Paddy McLaughlin

Personal information
- Full name: Patrick McLaughlin
- Date of birth: 10 October 1979 (age 46)
- Place of birth: Derry, Northern Ireland
- Position: Centre back

Youth career
- 1997: Derry City

Senior career*
- Years: Team / Apps / (Gls)
- 1997–2005: Derry City
- 2005–2007: Institute
- 2007–2008: Finn Harps
- 2008–2011: Coleraine
- 2011: Finn Harps
- 2011–2015: Institute

Managerial career
- 2015–2017: Institute (assistant)
- 2017–2019: Institute
- 2019–2023: Cliftonville
- 2023-2024: Derry City (assistant)
- 2024–2025: Glenavon

= Paddy McLaughlin (footballer, born 1979) =

Association football manager from Northern Ireland

Patrick McLaughlin (born 10 October 1979) is a Northern Irish football manager and former footballer who was most recently manager at Glenavon.

Beginning his career at Derry City, he went on to play with Institute, Finn Harps, and Coleraine. At 'Stute he served as club captain, leading them to promotion to the Premiership after winning the 2013–14 NIFL Championship.

He retired from playing in 2015 to take on the role of assistant manager under newly appointed Institute boss Kevin Deery. He spent two years as assistant manager before succeeding Deery as manager following his resignation.

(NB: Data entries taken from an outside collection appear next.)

PR #251, opened 2022-06-15
TRestAnalysisPlot. Now addFile supports filename patterns

jgalan:
jgalan Ok: 18 [](https://gitlab.cern.ch/rest-for-physics/framework/-/commits/jgalan_analysis_plots) [](https://github.com/rest-for-physics/framework/commits/jgalan_analysis_plots)

This is to allow `addFile` definitions inside `TRestAnalysisPlot` as `<addFile name="/path/to/file/Run*.root" />`

### DIFF
--- a/.gitlab-ci.yml
+++ b/.gitlab-ci.yml
@@ -78,17 +78,17 @@ Validate Code:
     - python3 pull-submodules.py --force --dontask --latest:${CI_COMMIT_BRANCH} --exclude:iaxo,detector-template
     - python3 pipeline/validateProcesses.py source/libraries/
 
-Build and Test:
-  stage: test
-  script:
-    #- cd ${CI_PROJECT_DIR}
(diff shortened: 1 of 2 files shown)


KonradAltenmueller (approved):

lobis:
> Any idea why pipeline is failing? Seems connected to restG4 @lobis?

No idea, the GitHub pipeline passes so I would just merge it if it's urgent. I will look at it, but probably we should move to using GitHub only to avoid these problems, maybe @juanangp has some thoughts?

cmargalejo (approved):

juanangp:
> itlab-ci.yml Removing build tests from pipeline

Should be fixed now, but we have to check

jgalan:
In principle if those build-tests are already at GitHub, it could reduce the workload at the Gitlab pipeline.

PR #253, opened 2022-06-16
Added global TRestRun store

lobis:
lobis Medium: 153 [](https://gitlab.cern.ch/rest-for-physics/framework/-/commits/lobis-run-global-store) [](https://github.com/rest-for-physics/framework/commits/lobis-run-global-store)

This PR adds a global store which provides access to all currently existing `TRestRun` objects from a static method. This is added at 6e769158278e48515fe1508f6d2c6af4e49f155f. This PR also has some small non-functional changes to the `TRestRun` class.

A test to check this is also added in this same PR.

How it works:

* The constructor of `TRestRun` will add a pointer to itself to the global store (which is static vector).
* The destructor of `TRestRun` will remove the pointers from the vector. This means that by construction all pointers inside the global store cannot be null, since once they are deleted, they get removed automatically.

Why this change was introduced:

This change does not add any overhead and provides a convinient way to access the current run without having to do injection. For example a `TRestGeant4Track` which is stored in a REST file may use this to access its `TRestRun` and from it get access to its corresponding `TRestGeant4Metadata` which could be used to get geometry information on the `PrintTrack` method, allowing to print volume names instead of ids which is what we are limited to at the moment.

### DIFF
--- a/source/framework/core/inc/TRestRun.h
+++ b/source/framework/core/inc/TRestRun.h
@@ -101,7 +101,8 @@ class TRestRun : public TRestMetadata {
     }
 
     TString FormFormat(const TString& FilenameFormat);
-    TFile* MergeToOutputFile(std::vector<std::string> filefullnames, std::string outputfilename = "");
+    TFile* MergeToOutputFile(const std::vector<std::string>& filefullnames,
+                             const std::string& outputfilename = "");
     TFile* FormOutputFile();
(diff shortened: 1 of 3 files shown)


lobis:
This approach has been deprecated in favour of having a reference to the corresponding `TRestRun` stored inside `TRestEvent` which will be updated on `TRestRun::GetEntry`.

PR #131, opened 2018-11-01
Remove 'null' argument from manifest model

pavelpicka:
manifest cannot be ever null as is needed
for file list

https://pulp.plan.io/issues/4079

closes #4079

Signed-off-by: Pavel Picka <ppicka@redhat.com>


daviddavis:
@pavelpicka let me know if I should merge this. I think it will create a conflict though with #130.

PR #132, opened 2018-11-14
Adds lazy download support

bmbouter:
Required PR: https://github.com/pulp/pulp/pull/3738

pulp_file now meaningfully uses the 'policy' attribute when syncing
content.

This is meant to be used with this PR:
https://github.com/pulp/pulp/pull/3738

https://pulp.plan.io/issues/4160
closes #4160

### DIFF
--- a/pulp_file/app/tasks/synchronizing.py
+++ b/pulp_file/app/tasks/synchronizing.py
@@ -4,7 +4,7 @@ import os
 from gettext import gettext as _
 from urllib.parse import urlparse, urlunparse
 
-from pulpcore.plugin.models import Artifact, ProgressBar, Repository
+from pulpcore.plugin.models import Artifact, ProgressBar, Remote, Repository
 from pulpcore.plugin.stages import (
     DeclarativeArtifact, DeclarativeContent, DeclarativeVersion, Stage
 )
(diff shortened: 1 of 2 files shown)


pulp_file/app/tasks/synchronizing.py
```diff
@@ -38,7 +38,11 @@ def synchronize(remote_pk, repository_pk, mirror):
         raise ValueError(_('A remote must have a url specified to synchronize.'))
 
     first_stage = FileFirstStage(remote)
-    DeclarativeVersion(first_stage, repository, mirror).create()
+    if remote.policy == 'immediate':
+        dv = DeclarativeVersion(first_stage, repository, mirror=mirror)
+    else:
+        dv = DeclarativeVersion(first_stage, repository, mirror=mirror, download_artifacts=False)
+    dv.create()
```
jortel: Suggest:
```
download_artifacts = (remote.policy == POLICY_MODE.IMMEDIATE)
dv = DeclarativeVersion(first_stage, repository, mirror=mirror, download_artifacts=download_artifacts)
```
to reduce code duplication.

Let's compare using the `constants.POLICY_MODE ` instead of the string literal.

bmbouter: Actually the Django docs show putting these types of things on the models themselves. After just importing a bunch of things "through" the plugin API, it seems easier just to do that instead. What about that?

jortel: Yeah, having the constants on a model would be good.

PR #141, opened 2018-12-10
Adding codecov and badges

daviddavis:
[noissue]


daviddavis:
Codecov seems to be only examining 3 files and it's reporting 100% test coverage. Need to figure out what's wrong.

PR #142, opened 2018-12-10
Fixing duplicate content exception

daviddavis:
fixes #3436
https://pulp.plan.io/issues/3436

### DIFF
--- a/pulp_file/app/serializers.py
+++ b/pulp_file/app/serializers.py
@@ -1,3 +1,5 @@
+from gettext import gettext as _
+
 from rest_framework import serializers
 
 from pulpcore.plugin.models import Artifact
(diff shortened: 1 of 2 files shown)


pulp_file/app/serializers.py
```diff
@@ -25,6 +27,19 @@ class FileContentSerializer(ContentSerializer):
         queryset=Artifact.objects.all()
     )
 
+    def validate(self, data):
+        """Validate the FileContent data"""
+        artifact = data['artifact']
+        content = FileContent.objects.filter(digest=artifact.sha256,
+                                             relative_path=data['relative_path']).first()
```
jortel: suggest `count()` would be more sufficient and more efficient.

jortel:
This approach will be subject to race conditions and only (but significantly) reduce the number of 500.  Perhaps catching the `IntegretyError` would be a better approach?

daviddavis:
@jortel fixed flake8 errors, addressed your feedback, and opened https://pulp.plan.io/issues/4264.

In his first season as manager he guided 'Stute back to the top flight of Northern Irish football by winning the 2017–18 NIFL Championship.

After receiving much praise for his team's attacking playing-style during their Premiership return, McLaughlin found himself linked with the vacant managerial positions at a number of clubs including Coleraine, Derry City and Cliftonville.

On 4 February 2019 he was confirmed as the new manager of Cliftonville after being approached for the position 5 days prior.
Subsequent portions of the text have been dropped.